Mthembu and Others v NCT Durban Wood Chips [2019] 4 BALR 369 (CCMA)

/ / 2019, Labour Law, News


The Commission for Conciliation, Mediation and Arbitration (the “CCMA”) recently handed down judgment in terms of a section 191(5)(a)(i) of the Labour Relations Act 66 of 1995 (the “Act”). The question of law before the Arbitrator of the Court was whether or not the dismissal of the Applicants was substantively fair.  

The Respondent carries on its principle business in the wood and chip industry. As such, the work carried out by the employees is dangerous, as it includes the operating of heavy machinery; handling large logs of wood weighing between 30 (thirty) to 100 (one hundred) kilograms, which may cause fatalities. In addition hereto, such dangerous machinery are being driven around the business premises throughout the day.  

In light of the dangerous environment, as set forth above, the Respondent has safety rules in place to protect the employees and the Respondent from liability. One of the safety rules in place includes a Substance Abuse Policy (the “Policy”) advocating for a “zero tolerance” approach towards substance abuse by the employees. The Policy was signed by all employees at the commencement of their employment with the Respondent. The Policy explicitly states that, “possession, sale or use of illegal drugs is not consistent with the companies needs to operate in a safe and efficient fashion, therefore, no employee of the company may use or possess unlawful drugs at any time”. Additionally, the Respondent has conducted “tool box talks” with its employees wherein they are informed of the Respondent’s approach towards substance abuse as set forth herein.  

As such, in April 2017, all employees underwent a drug test by supplying a urine sample. All the employees tested negative for drugs.   In the middle of 2017, after one of the employees was suspected of substance abuse, a second drug test was conducted on all employees, during which the Applicants tested positive for drugs, namely cannabis. The urine samples of the Applicants were sent to a certified laboratory for further testing, wherein the aforementioned positive results were confirmed. As such, the Applicants were called to a disciplinary hearing during which they admitted to having smoked cannabis, they however argued that they had done so outside of the workplace. The Applicants were found guilty under the charge of being “under the influence of intoxicating substance whilst on duty” and were subsequently dismissed. The Applicants referred the matter to arbitration, challenging the fairness of their dismissal.  

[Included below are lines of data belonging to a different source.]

PR #7455, opened 2022-01-22
Update cppcheck to version 2.6.3 and skip analysis for third party code

Smjert:
Also improve the analysis performance by skipping analysis
on all third party code.

In practice the `check_source_code` job has gone from ~30m to ~5m.

### DIFF
--- a/tools/ci/osquery-ubuntu18.04-toolchain.dockerfile
+++ b/tools/ci/osquery-ubuntu18.04-toolchain.dockerfile
@@ -4,7 +4,6 @@ RUN apt upgrade -q -y
 RUN apt install -q -y --no-install-recommends \
 	git \
 	make \
-	cppcheck \
 	ccache \
 	python \
 	python3 \
@@ -45,6 +44,19 @@ RUN case $(uname -m) in aarch64) ARCH="aarch64" ;; amd64|x86_64) ARCH="x86_64" ;
 FROM base2 AS base3
 RUN locale-gen en_US.UTF-8
 
+FROM base3 AS cppcheck
+ENV cppcheckVer 2.6.3
+WORKDIR /root
+RUN case $(uname -m) in amd64|x86_64) git clone https://github.com/danmar/cppcheck.git \
+		&& apt install -q -y --no-install-recommends clang-9 libpcre3-dev \
+		&& update-alternatives --install /usr/bin/clang clang /usr/bin/clang-9 20 \
+		&& update-alternatives --install /usr/bin/clang++ clang++ /usr/bin/clang++-9 20 \
+		&& cd cppcheck && git checkout ${cppcheckVer} && mkdir build && cd build \
+		&& cmake ../ -DCMAKE_BUILD_TYPE=Release -DHAVE_RULES=ON -DUSE_MATCHCOMPILER=ON \
+		&& cmake --build . --target cppcheck -j $(nproc) \
+		&& DESTDIR=../install cmake --build . --target install ;; \
+		*) mkdir -p /root/cppcheck/install/usr/local/ ;; esac
+
 RUN apt autoremove --purge -y
 RUN rm -rf /usr/local/doc /usr/local/bin/cmake-gui
 RUN apt clean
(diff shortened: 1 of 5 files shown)


tools/ci/osquery-ubuntu18.04-toolchain.dockerfile
```diff
@@ -45,6 +44,19 @@ RUN case $(uname -m) in aarch64) ARCH="aarch64" ;; amd64|x86_64) ARCH="x86_64" ;
 FROM base2 AS base3
 RUN locale-gen en_US.UTF-8
 
+FROM base3 AS cppcheck
+ENV cppcheckVer 2.6.3
+WORKDIR /root
+RUN case $(uname -m) in amd64|x86_64) git clone https://github.com/danmar/cppcheck.git \
```
directionless, line 50: While I can live wit this, it is unnecessary (and IMO confusing). The docker pattern of creating large `RUN` lines is to avoid bloating the final image with unneeded layers. 

But we achieve that in the final `FROM scratch AS builder` anyhow.

tools/ci/osquery-ubuntu18.04-toolchain.dockerfile
```diff
@@ -55,4 +67,5 @@ RUN rm -rf /var/lib/apt/lists/*
 # image.
 FROM scratch AS builder
 COPY --from=base3 / /
+COPY --from=cppcheck /root/cppcheck/install/usr/local/ /usr/local/
```
directionless, line 70: This adds a second `COPY`, which I think counts as a second layer. Somewhat mixed on that.

I'd probably:
```
FROM base3 as base4
COPY --from=cppcheck /root/cppcheck/install/usr/local/ /usr/local/

FROM scratch as build
COPY --from=base4 / /
```

directionless (commented):
I think the second COPY will cause the final image to be slightly larger. If you think it's worth it, we could. Otherwise see comments.

tools/ci/osquery-ubuntu18.04-toolchain.dockerfile
Smjert: But here I need to conditionally run the operations, so  the long list of commands has to run on amd64, while the very last mkdir is for arm64 and not fail the `COPY` operation later.

Are you suggesting to separate each command on it's own `RUN` and put an `if` everytime to check if the platform is amd64?
Wouldn't that be even more noisy?

tools/ci/osquery-ubuntu18.04-toolchain.dockerfile
Smjert: This is me not knowing enough Docker and having the wrong expectations; I'll change it.

directionless: I don't love this architecturally, but AFAIK it's what we get

tools/ci/osquery-ubuntu18.04-toolchain.dockerfile
directionless: Oh, I didn't even notice the `if`. I don't know if there's anything cleaner. 

> cppcheck step and the cleaning of the apt database

If you do the layers right, you don't need to clean the apt db.

Smjert: > If you do the layers right, you don't need to clean the apt db.

How do you mean?
The only way I know to leave things behind is to do a separate `FROM x AS y` as we've been doing and then copy portions from it, but stuff installed from apt can land in various folder, I don't know if it's worth to try to piece things like that in the final step?

directionless: Yes, I think so. Still from apt can get sprayed everywhere, and it's hard to clean up. But that doesn't matter if you're throwing the whole container away and only doing `COPY --from=cppcheck /root/cppcheck/install/usr/local/ /usr/local/`

I think we can probably keep this, but I find it hard to read.

directionless (approved):
I'll approve, since I think the exclusions are worth getting in soon. Even if I think the docker stuff is hard to read

tools/ci/osquery-ubuntu18.04-toolchain.dockerfile
directionless: I think we're talking cross purposes, or mostly agreeing, or something like that. 

I'm observing that the length of the RUN command in the `cppcheck` container makes it hard to follow, and that since we're going to throw most of this container away later, we can use multiple RUN lines. 

You, reasonable, pointed out that it's a mechanism to switch on platform. And possible the simplest.

For cleaning up the apt db stuff, if we wanted to toss any `rm` things in into `base3` that seems reasonable. I don't think we need to have a working apt system at the end of this,

directionless (approved):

The Arbitrator, in determining whether the dismissal was fair considered the whether or not the employees contravened a rule or standard regulating conduct in, or of relevance to, the work place as well as if a rule or standard was contravened and in doing so the Arbritrator considered if the rule was a valid or reasonable rule or standard; if the employee was aware, or could reasonably be expected to have been aware, of the rule or the standard; if the rule or standard has been consistently applied by the employer; and finally if the dismissal was an appropriate sanction for the contravention of the rule or standard.  

The Arbitrator found that in light of the dangerous working environment, the Policy implemented by the Respondent which, inter alia, prohibits the consumption of cannabis at the workplace and attending work under the influence of same was reasonable. Furthermore, the Arbitrator found that the Applicants were aware of the aforementioned Policy and safety requirements, flowing therefrom.  

The Arbitrator, furthermore, considered the fact the Constitutional Court had recently decriminalised the private use of cannabis, and held that, this did not place employees in a position where they can attend at the workplace under the influence of cannabis. As such, as is materially the same with alcohol consumption, where the use of cannabis impairs an employee’s ability to work in line with the standard required by the employer, the employer is entitled to take disciplinary action against the employee.


The CCMA held that the Applicants conduct, i.e. being under the influence of cannabis whilst on duty, constituted a blatant and conscious disregard for the Respondent’s safety rules, more specifically the Policy. The Applicants were, at the time of their dismissal, well-aware of the Policy implemented by the Respondent and the consequences that would flow from a breach thereof, namely, immediate dismissal if they were to test positive for substance abuse. In light of what has been set forth above and due to the Applicants reluctance to stop smoking cannabis at the door of the workplace, the Arbitrator saw no possibility of counselling or training assisting or remedying the Applicants in the future.

Accordingly, the CCMA found the dismissal of the Applicants to be substantively fair.


The consequence of the Constitutional Court having decriminalised the private use of cannabis has far reaching effects, and one such example is the effect that it has had in the workplace, creating a new and developing area of the labour law in South Africa. This case illustrates, that although the private use of cannabis has been decriminalised, employees still run the risk of being disciplined and dismissed if found under the influence of cannabis whilst on duty.